The former is managed by investing in a broad-based portfolio of equities that provide sufficient stream of income, whether through dividends or by selling shares. The goal here is to achieve a “perpetual safe withdrawal rate” (usually 4%), where the portfolio will not be depleted prematurely.

The latter is managed by investing in bonds. An allocation to bonds does two things in a portfolio: it lowers volatility and reduces drawdowns. Your portfolio value will fluctuate less, and the peak-to-trough losses it incurs during a crash will be lower than a 100% stock portfolio.

Asset allocation for retirees

The goal for retirees therefore is sound risk management. We want to eliminate as many sources of risk as possible, and control the inevitable ones. Risks like high fees and underdiversification can be eliminated entirely.

The former can be reduced by buying low management expense ratio (MER) exchange-traded funds (ETFs). The MER is the percentage that is deducted from the ETF’s net asset value (NAV) over time, calculated on an annual basis. For example, an MER of 0.50% means that for every $10,000 invested, the ETF charges a fee of $50 annually. We want to keep this low — preferably under 0.30%.

Underdiversification can be controlled by buying stocks from all countries, sectors, and market caps. The goal here is to not expose ourselves to the risk that a particular one of those categories does poorly for years on end. In this case, we spread out our risk and accept the average return.

Inevitable risks generally refer to market risk. This is the risk all investors who own stocks or bonds assume. By investing, you take on risk to get potential returns. While unavoidable, we can control how much we take on. This usually comes in the form of a bond allocation as discussed earlier.

The best ETF for the role

So, our ideal investment is one that is diversified on the stock side across all countries, market caps, and sectors and that holds an appropriate amount of high-quality, investment grade bonds. It turns out you can actually achieve all this by just buying a single ticker.

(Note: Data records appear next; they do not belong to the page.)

PR #3006, opened 2025-02-18
feat: created a cas2v2 reports subsystem

tobybatchmoj:


src/main/kotlin/uk/gov/justice/digital/hmpps/approvedpremisesapi/jpa/entity/cas2v2/Cas2v2ApplicationStatusUpdatesReportRepository.kt
```diff
@@ -24,10 +26,13 @@ interface Cas2v2ApplicationStatusUpdatesReportRepository : JpaRepository<DomainE
...
 
       FROM domain_events events
+      LEFT JOIN cas_2_v2_applications applications ON events.application_id = applications.id
       LEFT JOIN LATERAL jsonb_array_elements(events.data -> 'eventDetails' -> 'newStatus' -> 'statusDetails') as details ON true
       WHERE events.type = 'CAS2_APPLICATION_STATUS_UPDATED'
         AND events.occurred_at  > CURRENT_DATE - 365
-      GROUP BY events.id  
+      GROUP BY 
+        events.id,
+        applications.application_origin
```
davidatkinsuk, line 35: is this group by required? I would think the event.id is sufficient but i could be wrong

src/main/kotlin/uk/gov/justice/digital/hmpps/approvedpremisesapi/jpa/entity/cas2v2/Cas2v2SubmittedApplicationReportRepository.kt
```diff
@@ -21,10 +22,10 @@ interface Cas2v2SubmittedApplicationReportRepository : JpaRepository<DomainEvent
         CAST(events.data -> 'eventDetails' ->> 'hdcEligibilityDate' as DATE) AS hdcEligibilityDate,
         CAST(events.data -> 'eventDetails' ->> 'conditionalReleaseDate' as DATE) AS conditionalReleaseDate,
         TO_CHAR(events.occurred_at,'YYYY-MM-DD"T"HH24:MI:SS') AS submittedAt,
-        TO_CHAR(applications.created_at, 'YYYY-MM-DD"T"HH24:MI:SS') AS startedAt
+        TO_CHAR(applications.created_at, 'YYYY-MM-DD"T"HH24:MI:SS') AS startedAt,
+        applications.application_origin as applicationOrigin
```
davidatkinsuk, line 26: you have a field `cas2v2ApplicationOrigin` on the `CAS2_APPLICATION_SUBMITTED` domain event. You could (should?) use that instead, default null cases to the original CAS2 application type i guess

(although on reflection i feel like it should just be called `applicationOrigin` on the domain event)

src/test/kotlin/uk/gov/justice/digital/hmpps/approvedpremisesapi/integration/cas2v2/Cas2v2ReportsTest.kt
```diff
@@ -264,6 +270,60 @@ class Cas2v2ReportsTest : Cas2v2IntegrationTestBase() {
           Assertions.assertThat(actual).isEqualTo(expectedDataFrame)
         }
     }
+
+    @Test
+    fun `streams spreadsheet of cas2v2 Cas2SubmittedApplicationEvents, with application origin`() {
```
davidatkinsuk, line 275: 3 reports have been updated, should we have a few more tests added/updated?

davidatkinsuk (approved):

src/main/kotlin/uk/gov/justice/digital/hmpps/approvedpremisesapi/jpa/entity/cas2v2/Cas2v2ApplicationStatusUpdatesReportRepository.kt
tobybatchmoj: I was getting an error if I omitted it, I don't see why either byt the ORM didn't like it.

src/main/kotlin/uk/gov/justice/digital/hmpps/approvedpremisesapi/jpa/entity/cas2v2/Cas2v2SubmittedApplicationReportRepository.kt
tobybatchmoj: Those should (will) both be same, but i see your point

src/test/kotlin/uk/gov/justice/digital/hmpps/approvedpremisesapi/integration/cas2v2/Cas2v2ReportsTest.kt
tobybatchmoj: I'll create a ticket for that.

PR #3044, opened 2025-02-25
APS-1965 Handle empty string when update assessments.

vbala-moj:
[https://dsdmoj.atlassian.net/browse/APS-1965](url)


davidatkinsuk (approved):
LGTM 👍

PR #3053, opened 2025-02-26
refactored cas2 applications controller to use cas2 models.

daveawc:
updated operationId names, and also updated to return cas2 model implementations.
split cas2 yml out into its own schema.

Our ETF of choice is Vanguard Conservative ETF Portfolio (TSX:VCNS). VCNS has a 40/60 stock/bond allocation, which is perfect for retirees with a lower risk tolerance. The ETF holds 60% in over 13,000 large-, mid-, and small-cap equities across multiple sectors, and 40% in investment grade federal, provincial, municipal, and corporate bonds.

VCNS is split approximately 40% in U.S., 20% in developed markets, and 7.5% in emerging markets, with a 30% Canadian home bias to mitigate currency risk and reduce volatility. Holding VCNS will cost you a management expense ratio of 0.24% per year, or $24 per $10,000 invested.

The Foolish takeaway

Retirement should be your golden years. Keeping your retirements simple, diversified, and inexpensive is a great way of ensuring this. With asset-allocation ETFs like VCNS, managing your investments is as simple as buying and selling one ticker and reinvesting dividends. There’s no research or re-balancing needed. This allows you to focus on the things in life that matter and not on how risky your investments are.

The post Retirees: Replace Your Investment Portfolio With Just 1 Vanguard ETF appeared first on The Motley Fool Canada.

Before you consider Vanguard Conservative Etf Portfolio, we think you’ll want to hear this.

Our nearly S&P/TSX market doubling* Stock Advisor Canada team just released their top 10 starter stocks for 2022 that we believe could be a springboard for any portfolio.

Want to see if Vanguard Conservative Etf Portfolio made our list? Get started with Stock Advisor Canada today to receive all 10 of our starter stocks, a fully stocked treasure trove of industry reports, two brand-new stock recommendations every month, and much more.

See the 10 Stocks * Returns as of 4/14/22

More reading

Fool contributor Tony Dong has no position in any of the stocks mentioned. The Motley Fool has no position in any of the stocks mentioned.

2022

Adblock test (Why?)



Source link

Continue Reading

Investment

UK says energy bill support package must not deter investment – Financial Post

Published

 on


Article content

LONDON — Britain must pay for increased support to households in a way that does not deter investment, Cabinet Office minister Steve Barclay said on Thursday ahead of an expected announcement of new measures to cope with rising energy bills.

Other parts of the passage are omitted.